### Supplied data

= = =

PR #314, opened 2024-02-21
268 Provide grb::set(Matrix out, Matrix mask, Matrix in)

### LINKED ISSUE #268: Provide grb::set(Matrix out, Matrix mask, Matrix in)
Same as [this variant](http://albert-jan.yzelman.net/alp/user/group__IO.html#gaa0fc695dbdc8494058d636cb03a9443d) but for Matrix.

aleksamilisavljevic:
Closes #268


include/graphblas/nonblocking/io.hpp
```diff
@@ -1217,6 +1217,41 @@ namespace grb {
...
+		}
+
+		// nonblocking execution is not supported
+		// first, execute any computation that is not completed
+		internal::le.execution();
+
+		// second, delegate to the reference backend
+		return set< descr >(
+			internal::getRefMatrix( C ),
+			internal::getRefMatrix( Mask ),
```
byjtew: Variable name should be `mask` or `M`, not `Mask` otherwise it looks like a type-name

include/graphblas/reference/io.hpp
```diff
@@ -1156,6 +1156,206 @@ namespace grb {
...
+		OutputType * mask_valbuf = nullptr;
+		internal::getMatrixBuffers( mask_arr, mask_buf, mask_valbuf, 1, Mask );
+
+		internal::Coordinates< reference > mask_coors;
+		mask_coors.set( mask_arr, false, mask_buf, ncols );
+
+		for( size_t i = 0; i < nrows; ++i ) {
+			mask_coors.clear();
+			for( auto k = mask_raw.col_start[ i ]; k < mask_raw.col_start[ i + 1 ]; ++k ) {
+				const size_t k_col = mask_raw.row_index[ k ];
```
byjtew:
```suggestion
				const auto k_col = mask_raw.row_index[ k ];
```
Since we use `RTI`, `CIT`, etc.

include/graphblas/reference/io.hpp
```diff
@@ -1156,6 +1156,206 @@ namespace grb {
...
+				if( utils::interpretMask< descr, MaskType >( true, mask_raw.values, k ) ) {
+					mask_coors.assign( k_col );
+				}
+			}
+			for( auto k = A_raw.col_start[ i ]; k < A_raw.col_start[ i + 1 ]; ++k ) {
+				const size_t k_col = A_raw.row_index[ k ];
+				if( mask_coors.assigned( k_col ) ) {
+					nzc++;
+				}
+			}
```
byjtew: openMP reduction possible easily

include/graphblas/reference/io.hpp
```diff
@@ -1156,6 +1156,206 @@ namespace grb {
...
+
+		internal::Coordinates< reference > mask_coors;
+		mask_coors.set( mask_arr, false, mask_buf, ncols );
+
+		for( size_t i = 0; i < nrows; ++i ) {
+			mask_coors.clear();
+			for( auto k = mask_raw.col_start[ i ]; k < mask_raw.col_start[ i + 1 ]; ++k ) {
+				const size_t k_col = mask_raw.row_index[ k ];
+				if( utils::interpretMask< descr, MaskType >( true, mask_raw.values, k ) ) {
+					mask_coors.assign( k_col );
```
byjtew: ~There's an openMP version of the assign, you can find it in other places in the code using the function `assignAsync` if you're in a parallel region~

include/graphblas/reference/io.hpp
```diff
@@ -1156,6 +1156,206 @@ namespace grb {
...
+		auto &CRS_raw = internal::getCRS( C );
+		auto &CCS_raw = internal::getCCS( C );
+
+		config::NonzeroIndexType * C_col_index = internal::template
+			getReferenceBuffer< typename config::NonzeroIndexType >( ncols + 1 );
+
+		CRS_raw.col_start[ 0 ] = 0;
+
+#ifdef _H_GRB_REFERENCE_OMP_BLAS3
+			#pragma omp parallel for simd
```
byjtew:
```suggestion
		#pragma omp parallel for simd
```

include/graphblas/reference/io.hpp
```diff
@@ -1156,6 +1156,206 @@ namespace grb {
...
+					mask_coors.assign( k_col );
+				}
+			}
+			for( auto k = A_raw.col_start[ i ]; k < A_raw.col_start[ i + 1 ]; ++k ) {
+				const size_t k_col = A_raw.row_index[ k ];
+				if( mask_coors.assigned( k_col ) ) {
+					OutputType val = A_raw.getValue( k, *( (OutputType*) nullptr ) );
+					CRS_raw.row_index[ nzc ] = k_col;
+					CRS_raw.setValue( nzc, val );
+					const size_t CCS_index = C_col_index[ k_col ]++ + CCS_raw.col_start[ k_col ];
```
byjtew:
```suggestion
					const size_t CCS_index = C_col_index[ k_col ] + CCS_raw.col_start[ k_col ];
					C_col_index[ k_col ]++;
```

include/graphblas/reference/io.hpp
```diff
@@ -1156,6 +1156,206 @@ namespace grb {
...
+					nzc++;
+				}
+			}
+		}
+
+		for( size_t j = 0; j < ncols; ++j ) {
+			assert( CCS_raw.col_start[ j + 1 ] - CCS_raw.col_start[ j ] ==
+				C_col_index[ j ] );
+		}
+		assert( old_nzc == nzc );
```
byjtew:
```suggestion
#ifndef NDEBUG
		for( size_t j = 0; j < ncols; ++j ) {
			assert( CCS_raw.col_start[ j + 1 ] - CCS_raw.col_start[ j ] ==
				C_col_index[ j ] );
		}
		assert( old_nzc == nzc );
#endif
```

byjtew (dismissed):
Nice job, as for the unit-test, you could rely on the matrix factories that we have.
e.g: L masked by I should return I
L being a Lower triangular matrix 
I being an identity matrix

include/graphblas/reference/io.hpp
```diff
@@ -1156,6 +1156,206 @@ namespace grb {
...
+		internal::getMatrixBuffers( mask_arr, mask_buf, mask_valbuf, 1, Mask );
+
+		internal::Coordinates< reference > mask_coors;
+		mask_coors.set( mask_arr, false, mask_buf, ncols );
+
+		for( size_t i = 0; i < nrows; ++i ) {
+			mask_coors.clear();
+			for( auto k = mask_raw.col_start[ i ]; k < mask_raw.col_start[ i + 1 ]; ++k ) {
+				const size_t k_col = mask_raw.row_index[ k ];
+				if( utils::interpretMask< descr, MaskType >( true, mask_raw.values, k ) ) {
```
byjtew: Will not compile if you test with void matrices, I am currently developing a version of interpretMask for matrices because this one only works for vectors

byjtew:
```c++
/** Specialisation for void-valued matrice's masks */
		template< Descriptor descriptor, typename MatrixDataType, typename ValuesType >
		static bool interpretMatrixMask(
			const bool &assigned,
			const ValuesType * const values,
			const size_t k,
			typename std::enable_if<
				!std::is_void< MatrixDataType >::value
			>::type * = nullptr
		) {
			return interpretMask< descriptor, ValuesType >( assigned, values, k );
		}

		/** Specialisation for void-valued matrice's masks */
		template< Descriptor descriptor, typename MatrixDataType, typename ValuesType >
		static bool interpretMatrixMask(
			const bool &assigned,
			const ValuesType * const,
			const size_t,
			typename std::enable_if<
				std::is_void< MatrixDataType >::value
			>::type * = nullptr
		) {
			// set default mask to false
			bool ret = assigned;
			// check whether we should return the inverted value
			if( descriptor & descriptors::invert_mask ) {
				return !ret;
			} else {
				return ret;
			}
		}
```

Add these two functions in `utils.hpp` and call them like this `utils::interpretMatrixMask< descr, MaskType >( true, mask_raw.getValues(), k_col )`

aleksamilisavljevic: Done, thanks!

include/graphblas/reference/io.hpp
aleksamilisavljevic: Done, thanks!

include/graphblas/reference/io.hpp
aleksamilisavljevic: Done, thanks!

anyzelman:
@aleksamilisavljevic @byjtew -- apologies, I thought this one was merged ages ago but found it still open just now. I've rebased it (and weirdly enough indeed a component from this MR was already in utils?) and will look at it more shortly: at the moment it builds but not sure if it passes unit tests, plus I see a spec for the missing primitive should still be provided). I'll take those remainder, hopefully small, steps over the coming days:)

anyzelman:
It's back up with unit tests passing, still a few TODOs:

- [x] check if it makes sense to unit test non-void to void, no-casting vs. casting, and void-to-void. At present, the unit test goes for non-casting and non-void to non-void only
- [x] unit test should check passing empty masks
- [x] BSP1D and hybrid implementations are missing
- [x] reference_omp variant is not yet fully parallel

anyzelman:
Upgraded unit test -- running the full suite before continuing some other time

anyzelman:
All tests pass at this point, by the way (test results from over the weekend and including for LPF). Only one TODO remaining, which is the parallelisation of this function in the `reference_omp` backend.

anyzelman:
Since it's almost done, some draft release notes:

A matrix copy operation with output mask (`grb::set( matrix, matrix, matrix )`) is added. This includes a specification as well as implementations for all current backends, plus an extension to make the unit test for all variants of `grb::set` that operate on matrices exhaustive in coverage (including for masked matrix copies, with and without casting, etc.).

Additionally, this MR:
 - moves the SPA buffer management class from `blas3.hpp` to `matrix.hpp`;
 - fixes incomplete handling of the `no_casting` descriptor of `grb::set` with matrix outputs;
 - fixes a missing include in `bsp1d/init.hpp`;
 - cleans up minor inaccuracies and typos to the specifications in `io.hpp`;
 - expands on the specification of mask inversion in the case of matrix outputs;
 - improves debug tracing; and,
 - as always, includes minor code style fixes.

Big thanks to @aleksamilisavljevic for providing the implementation for the reference backend, now finally merged!

anyzelman:
All tests indeed pass. Now factoring in the crs_only descriptor and then this should be ready for merge=)

anyzelman (dismissed):

anyzelman:
@byjtew Hi Benjamin - you had requested changes here a long long time ago -- just making sure if dismissing your review is ok for you, or whether you want to have a look (and have the time for it--ofc totally ok if not!)

(It's just that github would block the merge in the current situation given your past review:)

byjtew:
> @byjtew Hi Benjamin - you had requested changes here a long long time ago -- just making sure if dismissing your review is ok for you, or whether you want to have a look (and have the time for it--ofc totally ok if not!)
> 
> 
> 
> (It's just that github would block the merge in the current situation given your past review:)

Yes sorry, you can dismiss my review indeed ahah @anyzelman

anyzelman (approved):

= = =

### Your assignment
All lines in the listing above that contain "pragma" should be shown.

### Answer to the exercise
+			#pragma omp parallel for simd
		#pragma omp parallel for simd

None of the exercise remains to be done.